§ PROVIDED RECORDS
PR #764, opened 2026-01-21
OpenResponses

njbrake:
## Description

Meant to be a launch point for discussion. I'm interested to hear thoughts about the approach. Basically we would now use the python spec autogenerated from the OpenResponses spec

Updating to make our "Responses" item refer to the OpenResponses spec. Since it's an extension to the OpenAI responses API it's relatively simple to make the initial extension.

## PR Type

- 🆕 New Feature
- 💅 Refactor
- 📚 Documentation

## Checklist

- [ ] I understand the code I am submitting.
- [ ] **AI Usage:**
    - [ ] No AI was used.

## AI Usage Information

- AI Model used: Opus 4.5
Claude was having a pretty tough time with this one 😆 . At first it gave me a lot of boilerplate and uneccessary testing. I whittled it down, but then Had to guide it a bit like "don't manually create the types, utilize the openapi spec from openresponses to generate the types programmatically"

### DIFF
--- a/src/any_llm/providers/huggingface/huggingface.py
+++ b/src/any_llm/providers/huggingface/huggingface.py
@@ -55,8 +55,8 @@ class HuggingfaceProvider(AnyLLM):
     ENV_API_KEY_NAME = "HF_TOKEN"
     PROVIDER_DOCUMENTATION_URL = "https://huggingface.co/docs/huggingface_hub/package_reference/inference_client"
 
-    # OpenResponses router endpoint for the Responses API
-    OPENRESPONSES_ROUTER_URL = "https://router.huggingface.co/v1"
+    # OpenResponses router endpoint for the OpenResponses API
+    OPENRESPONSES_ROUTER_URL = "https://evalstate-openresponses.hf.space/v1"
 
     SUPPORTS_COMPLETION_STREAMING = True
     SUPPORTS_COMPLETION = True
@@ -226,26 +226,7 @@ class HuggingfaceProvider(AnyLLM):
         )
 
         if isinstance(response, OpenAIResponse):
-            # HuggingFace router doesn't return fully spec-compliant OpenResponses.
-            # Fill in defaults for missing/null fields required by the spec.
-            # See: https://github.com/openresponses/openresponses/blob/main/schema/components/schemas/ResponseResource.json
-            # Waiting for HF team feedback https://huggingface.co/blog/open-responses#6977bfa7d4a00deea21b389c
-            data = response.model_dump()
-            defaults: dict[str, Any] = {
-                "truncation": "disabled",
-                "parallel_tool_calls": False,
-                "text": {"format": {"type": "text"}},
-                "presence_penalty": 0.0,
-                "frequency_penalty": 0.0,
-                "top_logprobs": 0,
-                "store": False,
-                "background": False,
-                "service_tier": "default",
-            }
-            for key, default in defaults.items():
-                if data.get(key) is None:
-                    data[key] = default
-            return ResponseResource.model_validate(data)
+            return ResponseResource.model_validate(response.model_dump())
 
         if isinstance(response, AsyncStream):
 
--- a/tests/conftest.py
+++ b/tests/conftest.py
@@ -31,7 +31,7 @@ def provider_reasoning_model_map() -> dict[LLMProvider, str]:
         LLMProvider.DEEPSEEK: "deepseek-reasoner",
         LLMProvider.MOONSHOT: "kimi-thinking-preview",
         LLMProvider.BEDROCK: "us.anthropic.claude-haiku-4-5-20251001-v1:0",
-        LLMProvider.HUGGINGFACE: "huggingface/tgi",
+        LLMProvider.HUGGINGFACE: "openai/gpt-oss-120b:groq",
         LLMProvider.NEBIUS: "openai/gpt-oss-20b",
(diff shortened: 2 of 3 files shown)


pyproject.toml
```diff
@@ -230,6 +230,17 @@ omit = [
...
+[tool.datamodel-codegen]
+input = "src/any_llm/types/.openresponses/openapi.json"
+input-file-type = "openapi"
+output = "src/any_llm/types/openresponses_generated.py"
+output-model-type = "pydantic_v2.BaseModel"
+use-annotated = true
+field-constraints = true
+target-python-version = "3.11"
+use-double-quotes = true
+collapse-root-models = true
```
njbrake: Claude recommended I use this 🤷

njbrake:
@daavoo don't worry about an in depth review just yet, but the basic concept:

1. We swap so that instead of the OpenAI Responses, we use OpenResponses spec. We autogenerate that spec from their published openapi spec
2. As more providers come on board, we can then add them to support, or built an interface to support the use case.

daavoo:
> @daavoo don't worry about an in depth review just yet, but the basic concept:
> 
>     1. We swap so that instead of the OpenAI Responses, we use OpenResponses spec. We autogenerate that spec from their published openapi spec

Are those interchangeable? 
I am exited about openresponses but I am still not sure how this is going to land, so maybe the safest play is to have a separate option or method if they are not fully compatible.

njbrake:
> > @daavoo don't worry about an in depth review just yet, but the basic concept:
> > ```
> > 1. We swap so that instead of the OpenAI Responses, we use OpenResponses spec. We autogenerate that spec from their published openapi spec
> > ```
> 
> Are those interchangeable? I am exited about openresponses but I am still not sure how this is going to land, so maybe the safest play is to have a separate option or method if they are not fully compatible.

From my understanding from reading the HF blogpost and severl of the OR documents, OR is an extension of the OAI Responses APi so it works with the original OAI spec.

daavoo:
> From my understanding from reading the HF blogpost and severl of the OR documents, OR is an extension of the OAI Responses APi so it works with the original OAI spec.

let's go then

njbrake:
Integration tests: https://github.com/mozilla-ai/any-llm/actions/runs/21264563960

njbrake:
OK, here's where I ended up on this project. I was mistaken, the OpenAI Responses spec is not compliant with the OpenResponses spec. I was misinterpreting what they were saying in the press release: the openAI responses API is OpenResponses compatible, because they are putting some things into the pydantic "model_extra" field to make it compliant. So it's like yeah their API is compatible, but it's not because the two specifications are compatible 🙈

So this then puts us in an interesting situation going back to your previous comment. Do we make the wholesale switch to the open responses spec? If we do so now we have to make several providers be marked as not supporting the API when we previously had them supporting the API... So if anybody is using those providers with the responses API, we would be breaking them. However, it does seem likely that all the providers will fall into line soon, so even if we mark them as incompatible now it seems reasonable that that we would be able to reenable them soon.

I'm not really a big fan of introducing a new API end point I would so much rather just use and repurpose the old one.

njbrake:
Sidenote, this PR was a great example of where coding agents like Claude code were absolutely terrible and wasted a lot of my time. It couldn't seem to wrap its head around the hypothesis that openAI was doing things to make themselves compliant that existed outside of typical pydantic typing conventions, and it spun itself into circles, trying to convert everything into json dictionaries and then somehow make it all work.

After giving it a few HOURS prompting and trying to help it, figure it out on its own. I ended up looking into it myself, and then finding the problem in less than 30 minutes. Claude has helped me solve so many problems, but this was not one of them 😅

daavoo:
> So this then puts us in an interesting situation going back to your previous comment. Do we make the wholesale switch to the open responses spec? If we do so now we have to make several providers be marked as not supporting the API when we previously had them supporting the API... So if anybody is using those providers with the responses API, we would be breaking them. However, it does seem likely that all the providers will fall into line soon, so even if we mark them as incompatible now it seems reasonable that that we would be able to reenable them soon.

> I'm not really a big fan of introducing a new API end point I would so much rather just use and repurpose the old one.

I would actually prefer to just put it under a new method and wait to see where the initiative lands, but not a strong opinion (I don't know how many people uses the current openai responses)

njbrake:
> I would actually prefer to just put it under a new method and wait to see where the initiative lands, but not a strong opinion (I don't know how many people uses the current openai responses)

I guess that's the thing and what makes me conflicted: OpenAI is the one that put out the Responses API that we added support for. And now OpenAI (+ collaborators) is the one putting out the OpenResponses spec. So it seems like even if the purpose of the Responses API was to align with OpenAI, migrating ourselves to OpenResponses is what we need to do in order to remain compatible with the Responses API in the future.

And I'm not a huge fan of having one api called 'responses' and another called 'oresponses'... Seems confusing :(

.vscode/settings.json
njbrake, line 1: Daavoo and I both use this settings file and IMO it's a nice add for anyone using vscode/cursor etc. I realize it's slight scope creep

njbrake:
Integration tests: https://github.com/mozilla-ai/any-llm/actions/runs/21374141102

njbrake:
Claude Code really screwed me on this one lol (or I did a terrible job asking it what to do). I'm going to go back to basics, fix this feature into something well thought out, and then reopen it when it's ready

§ TASK STATEMENT
Each line that contains "False" is to be copied from the listing above.

§ WRITTEN REPLY
-                "parallel_tool_calls": False,
-                "store": False,
-                "background": False,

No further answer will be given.